Roman tradition also tells us that the founders of Rome, Romulus and Remus were educated and learned to write at a city called Gabii, 18km east of Rome (of course at that time they hadn’t founded the city of Rome yet but according to tradition Evander’s city on the Palatine and that of Hercules on the Capitol would have already brought activity to the area).
Reality is probably not too distant from mythical tradition:
The earliest writing and alphabet likely arrived to central Italy around the 11th century BC from the Greek/Oriental world together with the exchange of goods and knowledge brought by tradesmen who met at the most convenient crossing point over the Tiber – rivers were the ideal route inland from the sea and hence attracted international trade.
Luck would have it that the earliest eastern letters to have been found by archaeologists in central Italy are pottery inscriptions from tombs at the site of Gabii – just where Romulus and Remus are said to have been educated. Livy (1.53) tells us that during the archaic period the Gabii and Rome were at war, and that Rome eventually prevailed, the peace treaty that was eventually struck was written on the skin of a bullock stretched over a wooden shield and displayed in a temple called the “Semo Sanctus”.
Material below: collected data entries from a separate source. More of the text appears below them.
PR #326, opened 2022-03-04
Refactoring iOS socket code - moving it into Swift layer

robbiehanson:
This PR simplifies the native iOS socket code.

In the past, this code was written in Kotlin. As in, we were attempting to call various native libraries thru some goofy bridge layer. The resulting code required several workarounds due to bugs in the bridge layer (see `ios_network_framework.def`). Further, it was difficult to maintain because nearly **all** of the documentation & sample code on the internet is in Swift.

Luckily we've already figured out how to write native Swift code, and consume the resulting library from within Kotlin! We did this when we implemented native ChaChaPoly routines.

So this PR migrates the socket code to Swift, and the existing Kotlin class has been rewritten to simply call functions in the compiled Swift module.

Note: This is prep work for my next PR, which allows pinning publicKeys for TLS. Which we intend to use to increase security for Electrum connections (as many people use self-signed certificates).


robbiehanson:
Related to https://github.com/ACINQ/phoenix/issues/182

dpad85 (approved):
🧙

PR #327, opened 2022-03-04
TcpSocket now supports pinning publicKeys for TLS

robbiehanson:
The TcpSocket previously only supported 2 types of TLS connections:

```kotlin
enum class TLS {
   SAFE, UNSAFE_CERTIFICATES
}
```

This PR adds support for pinning. The motivation is to increase security for Electrum connections. Since many (most?) of them are using self-signed certificates.

```kotlin
sealed class TLS {
   object DISABLED: TLS()
   object TRUSTED_CERTIFICATES: TLS()
   object UNSAFE_CERTIFICATES: TLS()
   data class PINNED_PUBLIC_KEY(
      // DER-encoded publicKey as base64 string.
      // (I.e. same as PEM format, without BEGIN/END header/footer)
      val pubKey: String
   ): TLS()
}
```

One other minor change I made was to make the TLS parameter required.

```kotlin
suspend fun connect(host: String, port: Int, tls: TLS): TcpSocket
//                                           ^^^^^^^^
```

Seems safer - no longer possible to forget the parameter, and end up with a non-secure connection when a secure connection was expected.

#### Important
The initial commit only includes support for the iOS socket. We need another commit to add support for the Android socket.

### DIFF
--- a/src/commonMain/kotlin/fr/acinq/lightning/io/TcpSocket.kt
+++ b/src/commonMain/kotlin/fr/acinq/lightning/io/TcpSocket.kt
@@ -23,12 +23,19 @@ interface TcpSocket {
 
     fun close()
 
-    enum class TLS {
-        SAFE, UNSAFE_CERTIFICATES
+    sealed class TLS {
+        object DISABLED: TLS()
+        object TRUSTED_CERTIFICATES: TLS()
+        object UNSAFE_CERTIFICATES: TLS()
+        data class PINNED_PUBLIC_KEY(
+            // DER-encoded publicKey as base64 string.
+            // (I.e. same as PEM format, without BEGIN/END header/footer)
+            val pubKey: String
+        ): TLS()
     }
 
     interface Builder {
-        suspend fun connect(host: String, port: Int, tls: TLS? = null): TcpSocket
+        suspend fun connect(host: String, port: Int, tls: TLS): TcpSocket
 
         companion object {
             operator fun invoke(): Builder = PlatformSocketBuilder
@@ -49,5 +56,5 @@ fun TcpSocket.linesFlow(): Flow<String> =
             emit(buffer.subArray(size))
         }
     }
-        .decodeToString()
-        .splitByLines()
+    .decodeToString()
+    .splitByLines()
--- a/src/commonMain/kotlin/fr/acinq/lightning/io/TcpSocket.kt
+++ b/src/commonMain/kotlin/fr/acinq/lightning/io/TcpSocket.kt
@@ -24,17 +24,21 @@ interface TcpSocket {
     fun close()
 
     sealed class TLS {
-        // used for Lightning connections
+        /** used for Lightning connections */
         object DISABLED: TLS()
-        // used for Electrum servers when expecting a valid certificate
+        /** used for Electrum servers when expecting a valid certificate */
         object TRUSTED_CERTIFICATES: TLS()
-        // only used in unit tests
+        /** only used in unit tests */
         object UNSAFE_CERTIFICATES: TLS()
-        // used for Electrum servers when expecting a specific public key
-        // (for example self-signed certificates)
+        /**
+         * used for Electrum servers when expecting a specific public key
+         * (for example self-signed certificates)
+         */
         data class PINNED_PUBLIC_KEY(
-            // DER-encoded publicKey as base64 string.
-            // (I.e. same as PEM format, without BEGIN/END header/footer)
+            /**
+             *  DER-encoded publicKey as base64 string.
+             * (I.e. same as PEM format, without BEGIN/END header/footer)
+             */
             val pubKey: String
         ): TLS()
     }
--- a/src/commonMain/kotlin/fr/acinq/lightning/io/TcpSocket.kt
+++ b/src/commonMain/kotlin/fr/acinq/lightning/io/TcpSocket.kt
@@ -24,23 +24,26 @@ interface TcpSocket {
     fun close()
 
     sealed class TLS {
-        /** used for Lightning connections */
-        object DISABLED: TLS()
-        /** used for Electrum servers when expecting a valid certificate */
-        object TRUSTED_CERTIFICATES: TLS()
-        /** only used in unit tests */
-        object UNSAFE_CERTIFICATES: TLS()
+        /** Used for Lightning connections */
+        object DISABLED : TLS()
+
+        /** Used for Electrum servers when expecting a valid certificate */
+        object TRUSTED_CERTIFICATES : TLS()
+
+        /** Only used in unit tests */
+        object UNSAFE_CERTIFICATES : TLS()
+
         /**
-         * used for Electrum servers when expecting a specific public key
+         * Used for Electrum servers when expecting a specific public key
          * (for example self-signed certificates)
          */
         data class PINNED_PUBLIC_KEY(
             /**
-             *  DER-encoded publicKey as base64 string.
+             * DER-encoded publicKey as base64 string.
              * (I.e. same as PEM format, without BEGIN/END header/footer)
              */
             val pubKey: String
-        ): TLS()
+        ) : TLS()
     }
 
     interface Builder {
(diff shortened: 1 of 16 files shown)


robbiehanson:
Related to https://github.com/ACINQ/phoenix/issues/182

src/commonMain/kotlin/fr/acinq/lightning/io/TcpSocket.kt
```diff
@@ -23,12 +23,19 @@ interface TcpSocket {
...
-        SAFE, UNSAFE_CERTIFICATES
+    sealed class TLS {
+        object DISABLED: TLS()
+        object TRUSTED_CERTIFICATES: TLS()
+        object UNSAFE_CERTIFICATES: TLS()
+        data class PINNED_PUBLIC_KEY(
+            // DER-encoded publicKey as base64 string.
+            // (I.e. same as PEM format, without BEGIN/END header/footer)
+            val pubKey: String
+        ): TLS()
```
dpad85, line 34: nit: I think it could be nice to add comments here, something like:
- `DISABLED`: used for Lightning connections
- `TRUSTED_CERTIFICATES`: used for Electrum servers when expecting a valid certificate
- `PINNED_PUBLIC_KEY`: used for Electrum servers when expecting a specific public key (for example self-signed certificates)
- `UNSAFE_CERTIFICATES`: only used in tests.

robbiehanson: Good idea :thumbsup:

robbiehanson: Done in [1e29485](https://github.com/ACINQ/lightning-kmp/pull/327/commits/1e294851f976629450e1f97a87f124a2a485144c)

dpad85:
Support for certificate pinning added in 9b019b16f7e6c3fab69a1ce122b2d0061e842d5e.

@sstone you may want to take a look. The idea is : 
- create a default `X509TrustManager` with default behaviour ;
- create a new `X509TrustManager` with a special `checkServerTrusted` method that whitelists the pinned pubkey ;
- if the server's pubkey does not match the pinned pubkey, fall back to default behaviour.

src/jvmMain/kotlin/fr/acinq/lightning/io/JvmTcpSocket.kt
```diff
@@ -58,34 +64,91 @@ class JvmTcpSocket(val socket: Socket) : TcpSocket {
...
+                                    } catch (e: Exception) {
+                                        logger.error(e) { "failed to read pinned pubkey=${tls.pubKey}" }
+                                        throw e
+                                    }
+
+                                    if (serverKey == pinnedKey) {
+                                        logger.info { "successfully checked server's certificate against pinned pubkey" }
+                                    } else {
+                                        logger.warning { "server's certificate does not match pinned pubkey, fallback to default check" }
+                                        defaultX509TrustManager.checkServerTrusted(chain, authType)
```
dpad85, line 142: @robbiehanson Not sure what we should do in that case. We could reject the connection attempt and dispatch an event containing the new pubkey of the server, and then Phoenix could display a message telling the user that the pubkey changed, and asking whether the app should trust this new key or keep the connection closed. Is that what you had in mind?

src/jvmMain/kotlin/fr/acinq/lightning/io/JvmTcpSocket.kt
```diff
@@ -58,34 +64,91 @@ class JvmTcpSocket(val socket: Socket) : TcpSocket {
         socket.close()
     }
 
+
+    companion object {
+        private val logger by lightningLogger<JvmTcpSocket>()
+        fun buildPublicKey(encodedKey: ByteArray): java.security.PublicKey {
+            val spec = X509EncodedKeySpec(encodedKey)
+            val algorithms = listOf("RSA", "EC")
```
dpad85, line 72: @sstone we only support `RSA` and `EC` to match what's done in Swift (see https://github.com/ACINQ/lightning-kmp/blob/9b019b16f7e6c3fab69a1ce122b2d0061e842d5e/PhoenixCrypto/PhoenixCrypto/Classes/NativeSocket.swift#L180-L191).

We could add more though (see https://docs.oracle.com/en/java/javase/11/docs/specs/security/standard-names.html#keyfactory-algorithms)

src/jvmMain/kotlin/fr/acinq/lightning/io/JvmTcpSocket.kt
robbiehanson: > We could reject the connection attempt

I think that's the safest option. Because otherwise a malicious actor could simply redirect to a server with a valid certificate.

> and dispatch an event [...], and then Phoenix could display a message

That's a great idea. As of now, the iOS code would simply stop connecting to Electrum. This idea is much better.

src/jvmMain/kotlin/fr/acinq/lightning/io/JvmTcpSocket.kt
robbiehanson: On iOS, the documentation is quite sparse. For the `kSecAttrKeyClass` value, those are the only 3 options I could find. It might be `kSecAttrKeyTypeEC` on iOS is equivalent to `[EC, XDH, X25519, X448]` on Android. :man_shrugging: I have no clue. But I think it's safe if you add all of them.

robbiehanson:
Rebased on master (to fix conflicts), and force-pushed.

robbiehanson:
Changes in commit [357b415](https://github.com/ACINQ/lightning-kmp/pull/327/commits/357b41536936c55961ebc2b1b82d3f43dfb028d6):

When a connection was closed, we previously didn't tell the client **why** the connection was closed. We only exposed the state:
```kotlin
enum class Connection { CLOSED, ESTABLISHING, ESTABLISHED }
```

We now expose the reason for the closure:
```kotlin
sealed class Connection {
    data class CLOSED(val reason: TcpSocket.IOException?): Connection()
    object ESTABLISHING: Connection()
    object ESTABLISHED: Connection()
}
```

This allows clients to react to certain situations. For example:
- if client has custom electrum server configured (with pinned public key)
- and electrum connection starts failing with "bad certificate" errors
- then the UI can display an error message with helpful information

src/jvmMain/kotlin/fr/acinq/lightning/io/JvmTcpSocket.kt
dpad85: Done with 357b41536936c55961ebc2b1b82d3f43dfb028d6 and f42bf230c242d639305c19bb03758b948f65e2c0

On the JVM, we throw a `TcpSocket.IOException.ConnectionClosed` exception where `cause` will be a `java.security.cert.CertificateException`.

src/jvmMain/kotlin/fr/acinq/lightning/io/JvmTcpSocket.kt
dpad85: Done in b5eebc2dacdd4ff37ca13b46c57693adccd72322

dpad85 (commented):
LGTM

A small issue is that the `reason` in `CLOSED(val reason: TcpSocket.IOException?)` is not the same between iOS and Android when the connection is closed because the server's key does not match the pinned key. On iOS we want to wrap the actual error and use a `NativeSocketException` specific to iOS. On Android we can't do that, and instead simply set the reason as a generic `CertificateException`. So on Phoenix's side we won't be able to handle that case in the `phoenix-shared` module. @robbiehanson Let me know if that's not correct!

robbiehanson:
> the reason [...] is not the same between iOS and Android when the connection is closed because the server's key does not match the pinned key

That's correct. These errors are specific to their respective networking stacks. And that's not even the end of the story.

It's expected that the exact error messages may differ by OS version too. For example, the iOS networking stack has undergone huge changes in the last few years, as they've transitioned from BSD sockets to NSURLSession to NetworkFramework. So I anticipate OS-version-specific checks will be required in the future. That's why I'm comfortable moving this logic out of the shared library and into the platform specific code.

dpad85 (approved):
🚀

robbiehanson:
Rebased on master

PR #330, opened 2022-03-30
Update trampoline feature bit

t-bast:
The `option_scid_alias` feature (https://github.com/lightning/bolts/pull/910) is going to clash with the feature bit we use for trampoline payments.

We are only using this bit to signal trampoline support in invoices, so we now set two bits for trampoline in invoices (the new one and the old one for backwards-compatibility).

We support reading old invoices that only set the previous bit to allow for a transition period. We also want to keep writing both feature bits to our invoices to allow older wallets to pay our invoices using trampoline. @dpad85 that means that Phoenix will need to activate both features in its configuration.

@SomberNight @ecdsa this change may impact Electrum as well, which will probably need to implement the same kind of transition


ecdsa:
Thanks for the update. what is the progress on merging the trampoline proposal?

t-bast:
> what is the progress on merging the trampoline proposal?

I've had some signalling from the c-lightning team that they would look into it once they'd successfully recruited a new team member, and I've got a few questions in private, but I'm still waiting for reviews on the spec PR...

dpad85 (approved):

ecdsa:
I suppose that we can use the same temporary bits as Eclair (148/149) this time. The reason why we did not use the same bits as Eclair last time (50/51) was to prevent ACINQ attempting pay-to-open with Electrum clients.

PR #333, opened 2022-04-15
Store closing txs as parts in outgoing payments db

dpad85:
When closing a channel, we used to aggregate the ids of the closing transactions and their amount, and store them in the status field for on-chain payments. With this PR, we instead store each of those closing transaction, their amount and their closing type as parts in the outgoing payments database.

- Status for on-chain payments do not contain any field related to closing channels anymore
```kotlin
// status for outgoing payments
sealed class Status {
    ...
        data class OffChain...
    
        data class OnChain(
            override val completedAt: Long = currentTimestampMillis()
        ) : Succeeded()
```

- Lightning parts now extend a generic `Part` sealed class:
```kotlin
data class LightningPart(
    override val id: UUID,
    val amount: MilliSatoshi,
    val route: List<HopDesc>,
    val status: Status,
    override val createdAt: Long = currentTimestampMillis()
) : Part() {
```

- A new Part for closing transactions has been added:
```kotlin
data class ClosingTxPart(
    override val id: UUID,
    val txId: ByteVector32,
    val claimed: Satoshi,
    val closingType: ChannelClosingType,
    override val createdAt: Long,
) : Part()
```

Also, some methods have been renamed to make the code a bit more readable:
- `completeOutgoingPayment` => `completeOutgoingPaymentOnchain`, `completeOutgoingPaymentOffchain`.
- `addOutgoingPart` => `completeOutgoingLightningPart`

### DIFF
--- a/src/commonMain/kotlin/fr/acinq/lightning/channel/Closing.kt
+++ b/src/commonMain/kotlin/fr/acinq/lightning/channel/Closing.kt
@@ -8,12 +8,10 @@ import fr.acinq.lightning.channel.Helpers.Closing.onChainOutgoingHtlcs
 import fr.acinq.lightning.channel.Helpers.Closing.overriddenOutgoingHtlcs
 import fr.acinq.lightning.channel.Helpers.Closing.timedOutHtlcs
 import fr.acinq.lightning.db.ChannelClosingType
+import fr.acinq.lightning.db.OutgoingPayment
 import fr.acinq.lightning.transactions.Transactions
 import fr.acinq.lightning.transactions.Transactions.TransactionWithInputInfo.ClosingTx
-import fr.acinq.lightning.utils.Either
-import fr.acinq.lightning.utils.getValue
-import fr.acinq.lightning.utils.sat
-import fr.acinq.lightning.utils.sum
+import fr.acinq.lightning.utils.*
 import fr.acinq.lightning.wire.ChannelReestablish
 import fr.acinq.lightning.wire.Error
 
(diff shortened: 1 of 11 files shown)


src/commonMain/kotlin/fr/acinq/lightning/channel/Closing.kt
```diff
@@ -406,60 +404,60 @@ data class Closing(
...
+        fun extractClosingTx(
+            confirmedTxids: Set<ByteVector32>,
+            txs: List<Transaction>,
+            closingType: ChannelClosingType
+        ): List<OutgoingPayment.ClosingTxPart> {
+            return txs.filter { confirmedTxids.contains(it.txid) }.map {
+                OutgoingPayment.ClosingTxPart(
+                    id = UUID.randomUUID(),
+                    txId = it.txid,
+                    claimed = it.txOut.first().amount,
```
dpad85, line 426: @sstone Is it correct to only get the first output here? This is what was done previously so that part has not changed, but I'd like to be sure we are storing the correct amount.

robbiehanson (approved):
Looks good

src/commonMain/kotlin/fr/acinq/lightning/channel/Closing.kt
```diff
@@ -406,60 +404,60 @@ data class Closing(
...
+     * @param additionalConfirmedTx additional confirmed transaction for mutual close; we need this for the
+     *      mutual close scenario because we don't store the closing tx in the channel state.
+     */
+    private fun storeChannelClosed(additionalConfirmedTx: Transaction): ChannelAction.Storage.StoreChannelClosed {
+
+        /** Helper method to extract a [OutgoingPayment.ClosingTxPart] from a list of transactions, given a set of confirmed tx ids. */
+        fun extractClosingTx(
+            confirmedTxids: Set<ByteVector32>,
+            txs: List<Transaction>,
+            closingType: ChannelClosingType
```
sstone, line 420: LGTM, there are no functional changes and it is easier to read. 
One nit though: why not check that `closingType !=  ChannelClosingType.Mutual` since that would be the one instance where this method cannot be used ?
Another approach would be to add this method to `{Local/Remote/Revoked}CommitPublished`, not sure it would be better though

sstone, line 420: LGTM, there are no functional changes and it is easier to read. 
One nit though: why not check that `closingType !=  ChannelClosingType.Mutual` since that would be the one instance where this method cannot be used ?
Another approach would be to add this method to `{Local/Remote/Revoked}CommitPublished`, not sure it would be better though

robbiehanson (approved):
I re-ran the previous tests and everything looks good. The one bug I previously found has been fixed.

PR #335, opened 2022-04-21
Split Channel FSM into multiple files

sstone:
We use a language feature introduced with Kotlin 1.5 to split the channel state machine into multiple files (one per state) which makes it imho much easier to work with.
There are no functional changes.


sstone:
I was trying to split Channel.kt into multiple files while preserving git history for each new file, it does not seem to have worked I'll try again (but the end result should be the same).

dpad85 (approved):

t-bast (dismissed):
:+1:

sstone:
I've redone the splitting/cleaning of Channel.kt to preserve git history/blame info in the new channel states.

t-bast (approved):
Interesting approach, I didn't know that trick!

dpad85 (approved):

PR #338, opened 2022-04-28
Fixed rare purger test failure

remyers:
This was hard to reproduce until I reordered the `createInvoice` calls to be in the reverse of their timestamp order:

1. **unexpiredInvoice** with the default `timestampSeconds=currentTimestampSeconds`
2. **paidInvoice** with `timestampSeconds=100`
3. **expiredInvoice** with `timestampSeconds=1`) . 

This reordering caused an error because `listIncomingPayments` returns payments based on their time stamp, ordered as newest first. Before the fix to `createInvoice`, payments were listed in the order: expiredInvoice, paidInvoice, unexpiredInvoice instead of using the `timestampSeconds` parameter of `createInvoice` to produce the order: unexpiredInvoice, paidInvoice, expiredInvoice.

Now `createInvoice` properly passes the `timestampSeconds` parameter to the `addIncomingPayment` call instead of using the default `currentTimestampSeconds` every time.

I don't think this would have caused any problems in normal operation, but should now fix this test from failing on fast systems were all three invoices were marked as created with the same timestamp.

### DIFF
--- a/src/commonMain/kotlin/fr/acinq/lightning/payment/IncomingPaymentHandler.kt
+++ b/src/commonMain/kotlin/fr/acinq/lightning/payment/IncomingPaymentHandler.kt
@@ -96,7 +96,7 @@ class IncomingPaymentHandler(val nodeParams: NodeParams, val walletParams: Walle
             timestampSeconds
         )
         logger.info { "h:$paymentHash generated payment request ${pr.write()}" }
-        db.addIncomingPayment(paymentPreimage, IncomingPayment.Origin.Invoice(pr))
+        db.addIncomingPayment(paymentPreimage, IncomingPayment.Origin.Invoice(pr), timestampSeconds)
         return pr
     }
 
--- a/src/commonMain/kotlin/fr/acinq/lightning/payment/IncomingPaymentHandler.kt
+++ b/src/commonMain/kotlin/fr/acinq/lightning/payment/IncomingPaymentHandler.kt
@@ -96,7 +96,7 @@ class IncomingPaymentHandler(val nodeParams: NodeParams, val walletParams: Walle
             timestampSeconds
         )
         logger.info { "h:$paymentHash generated payment request ${pr.write()}" }
-        db.addIncomingPayment(paymentPreimage, IncomingPayment.Origin.Invoice(pr), timestampSeconds)
+        db.addIncomingPayment(paymentPreimage, IncomingPayment.Origin.Invoice(pr))
         return pr
     }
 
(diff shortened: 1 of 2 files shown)


src/commonMain/kotlin/fr/acinq/lightning/payment/IncomingPaymentHandler.kt
```diff
@@ -96,7 +96,7 @@ class IncomingPaymentHandler(val nodeParams: NodeParams, val walletParams: Walle
             timestampSeconds
         )
         logger.info { "h:$paymentHash generated payment request ${pr.write()}" }
-        db.addIncomingPayment(paymentPreimage, IncomingPayment.Origin.Invoice(pr))
+        db.addIncomingPayment(paymentPreimage, IncomingPayment.Origin.Invoice(pr), timestampSeconds)
```
sstone, line 99: Nice catch! It don't see why we would not want to use the  `timestampSeconds` parameters here, @dpad85 do you agree ?

sstone (approved):

src/commonMain/kotlin/fr/acinq/lightning/payment/IncomingPaymentHandler.kt
dpad85: The `createdAt` field must be in millis, not seconds. 

Also we could simply add a `delay(100)` in-between the `createInvoice` calls in the test, to make sure the ordering is always the same. I think it's a better solution than modifying the payment handler logic, where we would now have a special rule for incoming payments using LN invoices where the invoice's timestamp somehow matters. The `createdAt` timestamp is not very useful in the end, so it's not really worth creating this rule.

remyers: Gotcha. I'll modify the test instead to ensure the ordering is correct. I see now why it makes sense that the expected behavior is for `addIncomingPayment` to use the default current time and not the `createAt` of the invoice.

remyers: fixed in [9fff056](https://github.com/ACINQ/lightning-kmp/pull/338/commits/9fff0563b30e009f255e4560c9e07be37d18a865)

dpad85: Thanks!

dpad85 (approved):
🏄

PR #339, opened 2022-05-02
 Split Channel FSM into multiple files

sstone:
We use a language feature introduced with Kotlin 1.5 to split the channel state machine into multiple files (one per state) which makes it imho much easier to work with.
There are no functional changes.
Git history/blame info has been preserved but for this to work we cannot squash-merge this PR otherwise we'll lose it again.


dpad85 (dismissed):

t-bast (dismissed):

dpad85 (approved):
The git history is lost in some classes but it is still better than losing everything.

PR #342, opened 2022-06-03
Add support for swap-out payments

dpad85:
This PR adds support for the custom swap-out Lightning messages that let us request a swap-out payment to the peer, and dispatch the response on the peer listener event stream.

### Swap-out details object

We change the `OutgoingPayment.Details.SwapOut` object that now contains a payment request parameter instead of a simple payment hash:

```kotlin
data class SwapOut(val address: String, val paymentRequest: PaymentRequest) : Details() {
    override val paymentHash: ByteVector32 = paymentRequest.paymentHash
}
```

This way, the `OutgoingPaymentHandler` is able to rebuild a `SendPayment` object (with a payment request) in `processPostRestartFailure` and `processPostRestartFulfill` even when the payment is a swap-out. This makes sense because a swap-out is actually a Lightning payment, but with some additional context.

### `SendPayment` event

As mentioned above, the `SendPayment` event object used to only work for `Normal` payments. It can now work for swap-outs :

```kotlin
interface SendPayment {
    val paymentRequest: PaymentRequest
    // other fields...
}

data class SendPaymentNormal(
    override val details: OutgoingPayment.Details.Normal,
    // other fields...
) : PaymentEvent(), SendPayment

data class SendPaymentSwapOut(
    override val details: OutgoingPayment.Details.SwapOut
    // other fields...
) : PaymentEvent(), SendPayment
```
This lets us support swap-outs with minimal changes to the payment handler.
See this commit for details: 90abfb1f27e7c5106eed39912c385ec521976c86

### DIFF
--- a/src/commonMain/kotlin/fr/acinq/lightning/db/PaymentsDb.kt
+++ b/src/commonMain/kotlin/fr/acinq/lightning/db/PaymentsDb.kt
@@ -250,8 +250,10 @@ data class OutgoingPayment(
             override val paymentHash: ByteVector32 = Crypto.sha256(preimage).toByteVector32()
         }
 
-        /** Swaps out send a lightning payment to a swap server, which will send an on-chain transaction to a given address. */
-        data class SwapOut(val address: String, override val paymentHash: ByteVector32) : Details()
+        /** Swap-outs send a lightning payment to a swap server, which will send an on-chain transaction to a given address. */
+        data class SwapOut(val address: String, val paymentRequest: PaymentRequest) : Details() {
+            override val paymentHash: ByteVector32 = paymentRequest.paymentHash
+        }
 
         /** Corresponds to the on-chain payments made when closing a channel. */
         data class ChannelClosing(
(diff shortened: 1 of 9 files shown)


dpad85:
Note, this PR is built upon https://github.com/ACINQ/lightning-kmp/pull/333 and will be rebased for clarity once that PR is merged.

robbiehanson:
I've reviewed the code and everything looks good to me. But then I tried to test it using the corresponding `swap-out` on phoenix, and I ran into some issues. When trying to perform a swap out on testnet I consistently get an error:

> [OutgoingPaymentHandler] h:e008ac4e21c66f265b68b53dbfb1a254520f26ec870d464c808d45736e987074 p:115d869a-b43f-44cf-9587-def7f512927f i:7cceaa24-ff19-4b1a-a956-dd9ef3b1e688 HTLC failed: incorrect payment details or unknown payment hash

Note: the phoenix commit used was d7c5d462, and not the latest (74d7fa27), because I encountered compiler errors on the latest:

> Unresolved reference: toBigDecimal
> Unresolved reference: toBigDecimalOrNull

dpad85:
> I've reviewed the code and everything looks good to me. But then I tried to test it using the corresponding `swap-out` on phoenix, and I ran into some issues. When trying to perform a swap out on testnet I consistently get an error:

The actual error (amount received too small) is obfuscated by the receiving node. This is actually an issue on phoenix's side, see my comment here: https://github.com/ACINQ/phoenix/pull/286#issuecomment-1161972563

PR #347, opened 2022-08-17
StartTLS

robbiehanson:
This is a rebase of PR #190, which is now over 18 months old. So there were many merge issues with it.

Note that many of the changes from #190 were implemented via #196. The remaining changes were strictly related to StartTLS support. So that's what we see in this PR.

@dpad85 I took JvmTcpSocket from your `feature/socket-starttls-merge` branch. But I made a small change to function `receiveAvailable`

```kotlin
// Old:
connection.input.readAvailable(buffer, 0, maxLength)
// New:
connection.input.readAvailable(buffer, offset, length)
```

We forgot to take the `offset` parameter into account. And the compiler complained about the `maxLength` parameter name being different from the `length` parameter name in TcpSocket's interface declaration.

Also, in the original PR we were forced to decrease security during TLS verification for StartTLS. This is no longer necessary as I found a workaround for the problem. (However I'm not sure if this would have affected its use strictly for Tor...)

One other interesting change in this PR, not directly related to StartTLS:

I discovered that Apple's NWConnection doesn't "fail" if a standard TLS handshake fails. Instead of transitioning to a `NWConnection.state.failed` (as one would expect), it instead transitions to `NWConnection.state.waiting(err)` with a TLS error. This was unexpected, and would result in the connection never failing. (Or perhaps only after a 2 minute timeout.)

### DIFF
--- a/PhoenixCrypto/PhoenixCrypto/Classes/NativeSocket.swift
+++ b/PhoenixCrypto/PhoenixCrypto/Classes/NativeSocket.swift
@@ -19,10 +19,14 @@ enum DecodePubKeyError: Error {
 @objc
 public class NativeSocket: NSObject {
 	
+	private let host: String
 	private let connection: NWConnection
+	private let parentConnections: [NWConnection]
 	
-	private init(connection: NWConnection) {
+	private init(host: String, connection: NWConnection, parentConnections: [NWConnection] = []) {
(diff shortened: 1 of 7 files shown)


dpad85 (approved):
LGTM

dpad85 (approved):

Archaeology suggests that the first Greek settlement in Italy (Magna Grecia) was at Cumae around 8BC founded by people from the Greek island of Euboea. This was a colony to the NW of Naples. It is from Cumae that the Roman alphabet spread, first to the Etruscans and then the Romans. The Roman alphabet would therefore be a variant of Greek origin from the island of Euboea.
From the 7th century BC onwards writing was increasingly developed for use in Latin language as a means of recording events such as victories or treaties. Written documents are increasingly common particularly in sanctuaries and public areas from that time onwards.